Records from a data collection:
━━━━━━━━━━━━━━━━━━━━━━━━━━━━━━

PR #126, opened 2021-12-01
Support interrupts

tatetian:
The PR consists of three main commits (among other minor commits):
* [async-rt] Add Task Interrupt ReQuests
* [libos] Force thread exit with interrupts
* [libos] Force signal delivery with interrupts

### DIFF
--- a/src/libos/src/process/thread/mod.rs
+++ b/src/libos/src/process/thread/mod.rs
@@ -1,4 +1,4 @@
-use async_rt::task::Task;
+use async_rt::task::{Task, Tirqs};
 use std::fmt;
 use std::ptr::NonNull;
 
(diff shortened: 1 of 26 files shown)


src/libos/src/process/thread/mod.rs
```diff
@@ -76,9 +76,33 @@ impl Thread {
...
+    /// This method also updates the TIRQ mask so that the two masks are kept in sync.
+    pub fn set_sig_mask(&self, mut new_sig_mask: SigSet) -> SigSet {
+        use crate::signal::{SIGKILL, SIGSTOP};
+        new_sig_mask -= SIGKILL;
+        new_sig_mask -= SIGSTOP;
+
+        let mut sig_mask = self.sig_mask.write().unwrap();
+        let old_sig_mask = *sig_mask;
+        *sig_mask = new_sig_mask;
+        drop(sig_mask);
```
guzongmin, line 99: Should we drop the sig_mask after  Tirqs::set_mask(new_sig_mask.to_c() as u64);?

tatetian: You see the following `debug_assert!`? This method is only supposed to be called in the context of the task of the thread. So this method won't be called concurrently. And so we don't need to keep the lock guard after `Tirqs::set_mask`.

src/libos/src/signal/do_sigtimedwait.rs
```diff
@@ -23,34 +24,22 @@ pub async fn do_sigtimedwait(interest: SigSet, timeout: Option<&Duration>) -> Re
...
+    let wait_err = wait_res.unwrap_err();
 
-fn dequeue_process_pending_signal(
-    process: &ProcessRef,
-    interest: &SigSet,
-) -> Option<Box<dyn Signal>> {
-    let blocked = !*interest;
-    process.sig_queues().write().unwrap().dequeue(&blocked)
-}
+    // If the waiter loop is interrupted, we try one last time
```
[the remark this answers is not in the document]
tatetian: After reconsidering the check, I think you are right. It is not necessary. I will remove it. Good point.

guzongmin (approved):
LGTM

PR #131, opened 2021-12-08
[demo] Add the FIO demo

liqinggd:


demos/fio/fio.yaml
```diff
@@ -0,0 +1,14 @@
+includes:
+  - base.yaml
+# sqlite
```
guzongmin, line 3: It is not a sqlite demo, so we should use "#fio".

demos/fio/run_fio_on_occlum.sh
```diff
@@ -0,0 +1,41 @@
...
+    echo "Please copy it into configs first"
+    exit 1
+fi
+
+# 1. Init Occlum instance
+rm -rf occlum_instance && occlum new occlum_instance
+cd occlum_instance
+new_json="$(jq '.resource_limits.max_num_of_threads = 128 |
+                .resource_limits.user_space_size = "320MB" |
+                .process.default_mmap_size = "256MB"' Occlum.json)" && \
```
guzongmin, line 30: .process.default_mmap_size = "256MB" is not required.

━━━━━━━━━━━━━━━━━━━━━━━━━━━━━━

Work to be completed
Going through the entries, return every line holding the word "SIGKILL".

Written solution
+        use crate::signal::{SIGKILL, SIGSTOP};
+        new_sig_mask -= SIGKILL;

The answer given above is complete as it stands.